EpistasisLinearRegression: OLS fitting¶
EpistasisLinearRegression is the simplest and fastest way to decompose a genotype-phenotype map into epistatic coefficients. It performs ordinary least squares over the epistasis design matrix and writes analytic coefficient standard errors directly into model.epistasis.stdeviations. For complete biallelic libraries encoded with the global (Hadamard) scheme, the model automatically engages a Walsh-Hadamard fast path that scales as O(n log n) instead of O(n^2), up to 6000x faster than the full matrix solve.
Constructor parameters¶
order(int, default1)- Maximum interaction order to fit.
order=1gives the additive model;order=2adds pairwise interactions; and so on up to the length of the sequence. model_type(str, default"global")- Encoding for the design matrix.
"global"uses the Walsh-Hadamard (Hadamard) encoding, which supports the fast path and is the standard choice for most analyses."local"uses the biochemical (local) encoding. n_jobs(int | None, defaultNone)- Number of parallel jobs forwarded to the underlying sklearn
LinearRegressionsolver.Noneuses one job;-1uses all available cores.
Workflow¶
-
Construct the model
Pass the desired interaction order and encoding type to the constructor.
-
Attach a genotype-phenotype map
Call
add_gpmwith aGenotypePhenotypeMapobject. This builds theEpistasisMapand caches the column layout for the design matrix. -
Fit
Call
fit()with no arguments to use the phenotypes stored in the attached GPM. Pass explicitXandyarrays to override. -
Inspect coefficients
Read fitted epistatic coefficients and their standard errors from the
EpistasisMap.
Key methods¶
fit(X=None, y=None)¶
Fit the model to the data. When both X and y are None, the method pulls phenotypes from the attached GPM and, where eligible, uses the Walsh-Hadamard fast path. You can pass:
None: use the GPM's genotypes and phenotypes (recommended)- A 2D NumPy array: treated as a pre-built design matrix
- A 1D array or list of genotype strings: converted to a design matrix automatically
Returns self so calls can be chained.
predict(X=None)¶
Predict phenotypes. Accepts the same X forms as fit. Returns a 1D np.ndarray of predicted phenotype values.
score(X=None, y=None)¶
Return the R^2 coefficient of determination between predicted and observed phenotypes.

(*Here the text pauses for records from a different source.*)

PR #3827, opened 2024-04-05
Verilator: Use latest release in CI

marlonjames:
Also add v5.022 (minimum supported version) to the extended test suite.

### DIFF
--- a/.github/generate-envs.py
+++ b/.github/generate-envs.py
@@ -173,7 +173,7 @@ ENVS = [
     {
         "lang": "verilog",
         "sim": "verilator",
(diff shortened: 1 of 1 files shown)


marlonjames:
Hmm, `test_defaultless_parameter` can't find root handle. This looks like a regression from 5.022.
@AndrewNolte any idea on whether your VPI changes could have affected this?

ktbarrett (approved):

ktbarrett:
I don't get why, but it didn't like the totally equivalent changes that were there, so I just squashed and pushed it up.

hypothesis(X=None, thetas=None)¶
Compute X @ thetas without modifying any stored state. Useful for exploring how predicted phenotypes change under alternative coefficient vectors.
Key attributes¶
| Attribute | Type | Description |
|---|---|---|
model.thetas |
np.ndarray \| None |
Fitted coefficients array, set after fit(). |
model.coef_ |
np.ndarray |
Alias for model.thetas; provided for sklearn API parity. |
model.epistasis |
EpistasisMap |
Map of epistatic sites to fitted values and standard errors. |
model.epistasis.values |
np.ndarray |
Fitted coefficient per site, written by fit(). |
model.epistasis.stdeviations |
np.ndarray |
Analytic OLS standard error per coefficient. |
Complete example¶
import gpmap
from epistasis.models.linear import EpistasisLinearRegression
# Build a genotype-phenotype map (replace with your own data).
gpm = gpmap.GenotypePhenotypeMap(
wildtype="AA",
genotypes=["AA", "AB", "BA", "BB"],
phenotypes=[1.0, 1.5, 1.8, 2.6],
)
# Fit a second-order (pairwise) epistasis model.

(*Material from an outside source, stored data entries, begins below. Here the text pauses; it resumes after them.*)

PR #3847, opened 2024-04-18
Change how handle writes are applied 

ktbarrett:
xref #1024. This applies handle writes using inertial delays when *exiting* the current GPI callback, rather than in ReadWrite. This makes it so that cocotb writes in `Timer`/`NextSimTime` callbacks are seen in `ReadWrite` callbacks, and value change triggers triggered by writes in `Timer` are seen delta=1 rather than in delta=2 (because of the previous wait for `ReadWrite` first). This should reduce the number of times Python must be entered when writing signals.

Additionally, the slight refactoring to the scheduler was done to canonicalize how events that cause writes to be applied are entered. This seems to lead to a noticeable speed up in some workloads.

## Current Issues

- [ ] Verilator doesn't support `vpiInertialDelay`. This means that writes end up affecting the current eval step. Either it needs to be updated to add support, or we can maybe do something in verilator.cpp
- [ ] Icarus's `vpiInertialDelay` isn't inertial... this should just be fixed.

### DIFF
--- a/src/cocotb/_scheduler.py
+++ b/src/cocotb/_scheduler.py
@@ -260,25 +260,6 @@ class Scheduler:
 
         self._current_task = None
 
-        self._is_reacting = False
-
-        self._write_task = None
-        self._writes_pending = Event()
-
-    async def _do_writes(self):
-        """An internal task that performs pending writes"""
-        while True:
-            await self._writes_pending.wait()
-            if self._mode != Scheduler._MODE_NORMAL:
-                await self._next_time_step
-
-            await self._read_write
-
-            while self._write_calls:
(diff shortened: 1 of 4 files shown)


ktbarrett:
Always using VPI on xcelium is causing issues with the VHDL test now. Riviera VHDL is failing for the same reasons that Icarus is.

ktbarrett:
Opening for posterity. This doesn't work as many simulators have different ideas of when writes should be applied (`test_writes_dont_update_hdl_this_delta` fails). Maybe we can try this again after these inconsistencies are resolved, but I'm not wasting any more time on it now.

model = EpistasisLinearRegression(order=2, model_type="global")
model.add_gpm(gpm)
model.fit()
# Read results.
print("Epistatic coefficients:", model.epistasis.values)

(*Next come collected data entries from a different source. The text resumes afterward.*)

PR #3853, opened 2024-04-20
Test better error messages when Makefiles fail

ktbarrett:
We get error messages when tests fail in cocotb, but not if the Makefile fails. This should help.

### DIFF
--- a/Makefile
+++ b/Makefile
@@ -40,9 +40,9 @@ clean:
 
 .PHONY: do_tests
 do_tests::
-	$(MAKE) -k -C tests
+	$(MAKE) -C tests
 do_tests::
-	$(MAKE) -k -C examples
+	$(MAKE) -C examples
 
 # For Jenkins we use the exit code to detect compile errors or catastrophic
 # failures and the XML to track test results
--- a/noxfile.py
+++ b/noxfile.py
@@ -188,7 +188,7 @@ def dev_test_sim(
         coverage_file.unlink()
 
     session.log(f"Running 'make test' against a simulator {config_str}")
-    session.run("make", "test", external=True, env=env)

print("Standard errors: ", model.epistasis.stdeviations)
# Predict phenotypes for all genotypes in the GPM.
y_pred = model.predict()
print("Predictions:", y_pred)
# Evaluate goodness-of-fit.
r2 = model.score()
print(f"R^2: {r2:.4f}")
Walsh-Hadamard fast path¶
When you call fit() without supplying an explicit X, the model checks whether the library is eligible for the Walsh-Hadamard transform:
- The GPM must be complete (all 2^L genotypes present for a length-L binary sequence).
model_typemust be"global".ordermust equal the full sequence length (all interactions included).
When all three conditions hold, the fast path computes coefficients in O(n log n) time using fwht_ols_coefficients instead of solving the normal equations. For a fully connected 20-site landscape (2^20, about 1 million genotypes) this translates to a wall-time reduction from hours to seconds.
Note
When the fast path is engaged, the system is exactly determined (n observations, n parameters). Residuals are identically zero, so there are no degrees of freedom available to estimate σ^2. In this case model.epistasis.stdeviations is filled with NaN. Standard errors are only finite for overdetermined systems (more genotypes than parameters).